Issue #2331, opened 2018-01-03
rotary encoder - additional overrides?


shawaj:
According to this doc - https://elixir.free-electrons.com/linux/latest/source/Documentation/devicetree/bindings/input/rotary-encoder.txt

There are more configurable parameters for the rotary-encoder driver.

Would it be acceptable to add these all in as additional overrides to the driver?

Maybe something like this:
```
	__overrides__ {
		rotary0_pin_a =     <&rotary0>,"gpios:4",
		                    <&rotary0_pins>,"brcm,pins:0";
		rotary0_pin_b =     <&rotary0>,"gpios:16",
		                    <&rotary0_pins>,"brcm,pins:4";
		relative_axis =     <&knob>,"rotary-encoder,relative-axis";
		linux_axis =        <&knob>,"linux,axis";
		rollover =          <&knob>,"rotary-encoder,rollover";
		steps-per-period =  <&knob>,"rotary-encoder,steps-per-period";
		steps =             <&knob>,"rotary-encoder,steps";
		wakeup =            <&knob>,"wakeup-source";
		encoding =          <&knob>,"rotary-encoder,encoding";
    };
```

pelwell:
Yes, of course - go ahead.

As a general point, each PR is a both a request and a topic for discussion, so I don't consider it necessary to ask in this way, polite as it is. Going straight to a PR helps to reduce the clutter and keep all relevant discussion in the same place.

shawaj:
Understood! I'm new to these parts so don't know the etiquette yet and didn't want to step on any toes :-P

See your point though... Better if all in one place

shawaj:
Closing this issue now and moving over to #2334

PR #2334, opened 2018-01-05
add additional overrides to rotary-encoder overlay

shawaj:
Updates to the rotary-encoder overlay to add additional overrides that are possible according to this doc - https://elixir.free-electrons.com/linux/latest/source/Documentation/devicetree/bindings/input/rotary-encoder.txt

See #2331 for more details also

### DIFF
--- a/arch/arm/boot/dts/overlays/README
+++ b/arch/arm/boot/dts/overlays/README
@@ -1307,6 +1307,29 @@ Params: rotary0_pin_a           GPIO connected to rotary encoder channel A
                                 (default 4).
         rotary0_pin_b           GPIO connected to rotary encoder channel B
                                 (default 17).
+        relative_axis           register a relative axis rather than an
+                                absolute one. Relative axis will only
+                                generate +1/-1 events on the input device,
+                                hence no steps need to be passed.
+        linux_axis              the input subsystem axis to map to this
+                                rotary encoder. Defaults to 0 (ABS_X / REL_X)
+        rollover                Automatic rollover when the rotary value
+                                becomes greater than the specified steps or
+                                smaller than 0. For absolute axis only.
+        steps-per-period        Number of steps (stable states) per period.
+                                The values have the following meaning:
+                                1: Full-period mode (default)
+                                2: Half-period mode
+                                4: Quarter-period mode
+        steps                   Number of steps in a full turnaround of the
+                                encoder. Only relevant for absolute axis.
+                                Defaults to 24 which is a typical value for
+                                such devices.
+        wakeup                  Boolean, rotary encoder can wake up the
+                                system.
+        encoding                String, the method used to encode steps.
+                                Supported are "gray" (the default and more
+                                common) and "binary".
 
 
 Name:   rpi-backlight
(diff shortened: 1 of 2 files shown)


pelwell:
I've removed the trailing whitespace, but now your overlay seems to be knobless.

shawaj:
Darn! I guess I should change "knob" to "rotary0"?

pelwell:
Or vice versa - as long as everything agrees it doesn't matter.

pelwell:
You also need to think about the types of the properties you are applying the overrides to - currently all the new parameters are declared to target strings.

shawaj:
@pelwell ok fixed that issue. 

about the other thing you have mentioned - i am not entirely sure what you mean. do i need to set the default values up in `fragment@1`?

pelwell:
Although Device Tree contains no real type information - once compiled it is all just arrays of bytes - properties can be written as strings or arrays of integers of various sizes. Device drivers reading the properties then place an interpretation on those arrays of bytes, usually one that matches the way the property was written in the first place but not necessarily so.

The [DT parameter documentation](https://raspberrypi.org/documentation/configuration/device-tree.md#part2.2) describes the various parameter types and how to declare them. The new properties are mainly integers, but there is a boolean property which is true if it exists and false if it doesn't.

shawaj:
i guess linux,axis, steps, steps-per-period need to have `:0` after them as they would be numbers?

For rotary-encoder,relative-axis - that one doesn't appear to have anything with it? It seems as if the driver "defaults" to an absolute axis but then changes to relative if you declare it? So should I remove that from the `fragment@0` part and only declare it in overrides so you can use either?

and there is the wakeup-source one which is boolean - does that work the same that if declared it is true and if not declared anywhere it is false? The rotary-encoder,rollover one seems to be the same also

pelwell:
`rotary-encoder,relative-axis`, `rotary-encoder,rollover` and `wakeup-source` are booleans, which you declare with a `?` at the end. You create a boolean property which defaults to true by just writing the name without the assignment in the overlay - `wakeup-source;`. If it defaults to false - as all of these probably should - then omit the property from the fragment.

I think it is good practice to put the default property values explicitly into the fragments, for ease of understanding and to protect against a change in the driver's defaults - except for false booleans...

shawaj:
is there a way to check if the booleans default to false? it seems from the txt file I linked to above that they are all false, but I just wondered for future?

pelwell:
I was going to say that there's no easy way, and that I'd read the source (which I had), but it's obvious that booleans have to default (in the driver at least) to false, otherwise you can't distinguish an explicit override from leaving it at the default. What we choose to make the overlay default value is up to us.

shawaj:
ok updated - how does that look?

shawaj:
Hold on - spotted some errors already....one minute and I will fix!!

shawaj:
ok - take a look now

pelwell:
I think you forgot to push - the errors I'm expecting you to fix are that boolean properties are referred to as "wakeup-source?" not "wakeup-source:?".

pelwell:
While PRs are under development it is often better to keep updates as separate commits so it is clear what has changed at each step. GitHub allows changes to be viewed by commit or by file, which effectively squashes them to see the sum of all changes, and multiple commits can be squashed at merge time.

shawaj:
ok, have removed the colons now

pelwell:
Merged - thanks.

shawaj:
great, thanks :-)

# About this exercise:
Return the total of lines in these records that hold "channel", without any other words.

# Reply to the exercise:
2